# [Collected data]
Segment Open

PR #94, opened 2019-01-19
ENH: Add 'desc' argument into argparse, previously hardcoded 'preproc…

AdinaWagner:
…' stays default

Already promised in #92. This allows a command line specification of the 'desc' keyword, and will default to the previously hardcoded 'preproc'.


AdinaWagner:
closing this as commit was merged into #95.

PR #126, opened 2019-03-27
enh: allow cifti support

satra:
- [x] first level support
- [x] second level support

just a place holder to ensure that we get this going - will push at least first level model soon.

@effigies - is there a dataset with cifti output that i can use for testing?


effigies:
I believe I have one that @yarikoptic is helping me host. I'll check. The goal with that one is to pull it down with dataad for CircleCI to run.

effigies:
Nope, no CIFTI. Perhaps we can use one of @mgxd's runs?

mgxd:
@satra you should be able to use voice

effigies:
It looks like @oesteban re-ran with CIFTI recently, so as soon as I can figure out how to update the dataset, we should be able to use ours.

satra:
@effigies - can i assume that fitlins will depend on latest nibabel (the one that will include the cifti enhancements)?

effigies:
@satra Yes. My general approach is libraries should support a wide range of upstream libraries, but user-facing apps can be as bleeding edge as you like.

satra:
@effigies - i still need to add tests, so if there is cifti data that would be great. i'll test this on our own data tomorrow morning.

effigies:
It's in the test dataset. ///labs/poldrack/ds003_fmriprep

satra:
@effigies - thanks - where do i tell it to use the cifti version of files rather than the volumetric files. i think it's here: https://github.com/poldracklab/fitlins/blob/master/fitlins/interfaces/bids.py#L275

but is there a way to override this in the fitlins cli ?

satra:
perhaps via augmenting this: https://github.com/poldracklab/fitlins/blob/master/fitlins/cli/run.py#L87

satra:
but `sub-01_task-rhymejudgment_bold.dtseries.nii` does not have a space keyword. so either this is old at this point or i need to think of other clever ways to ask pybids to return these files

effigies:
You should be able to use `--space ''`. And yeah, we'll need to hack in some way to specify to use CIFTI by CLI. Don't know the ideal way just now

effigies:
@satra Is this RTM?

satra:
@effigies - the only change would be to add something that actually tests the cifti analysis (so the if clauses are executed).

is there a docker container within which i can test this locally? (sorry my brain has slowed down!)

effigies:
`poldracklab/fitlins:master`, but you can just `pip install -r requirements.txt ".[all]"`, as we don't really depend on any external tools.

effigies:
I think we might have a querying problem... I don't know what `layout.get()` invocation we'll need to get CIFTI files. `extension='.dtseries.nii'`? There doesn't appear to be a `space-` entity in [recent fMRIPrep outputs](http://datasets.datalad.org/?dir=/labs/poldrack/ds003_fmriprep/sub-01/func).

satra:
@effigies - i think extension is all we can do for now. it would be a hack that gets removed later.

effigies:
However you want to do it is fine, but one option that won't result in a command line option that we'd have to deprecate would be to make `cifti` or `dtseries` a special value for `--space` that instead sets the selector to extension.

effigies:
@satra Merged master. So we should be down to selecting the space or extension.

satra:
@effigies - this would probably be super easy for you to change, hence a ping.  i see in bids.py a reference to `preproc` around lines 240 and 404. i suspect this is where the conditionals for cifti  (i.e. preproc and dtseries would have to go).

also the current errors are coming from nistats and multiproc on nipype. i'll try to replicate the ds003 test on our cluster to see if i can track these down. also does ds003 have cifti output and updated to reflect the derivatives standard?

effigies:
@satra I spent some insomniatic hours last night working on this. There are a ton of little gotchas that need to be dealt with right now here and in PyBIDS. I've got run-level grayordinates being generated, but the CIFTIs are invalid, so once I get that cleaned up, I'll push to a new branch.

satra:
@effigies - sorry to hear that. please get some sleep.

PR #131, opened 2019-04-18
ENH: Produce all available statistical maps from each analysis unit

### LINKED ISSUE #124: First-level outputs
In #48, we switched from z-scores to effect sizes in the first-level outputs. These are more useful at the second level, but not great for visualizing.

In https://github.com/nistats/nistats/pull/183, we added the ability to easily get all output types (['z_score'](https://github.com/effigies/nistats/blob/f57bea97e7f953088bd66f2c3cc10c60631b011a/nistats/contrasts.py#L224-L244), ['stat'](https://github.com/effigies/nistats/blob/f57bea97e7f953088bd66f2c3cc10c60631b011a/nistats/contrasts.py#L168-L195), ['p_value'](https://github.com/effigies/nistats/blob/f57bea97e7f953088bd66f2c3cc10c60631b011a/nistats/contrasts.py#L197-L222), 'effect_size', 'effect_variance'), so which of these are the most useful? Do people have opinions?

Segment Closed

# [Action item]
Determine how many lines of the data include the word "extension". Reply with the count and no other text.

# [Solution to this task]
4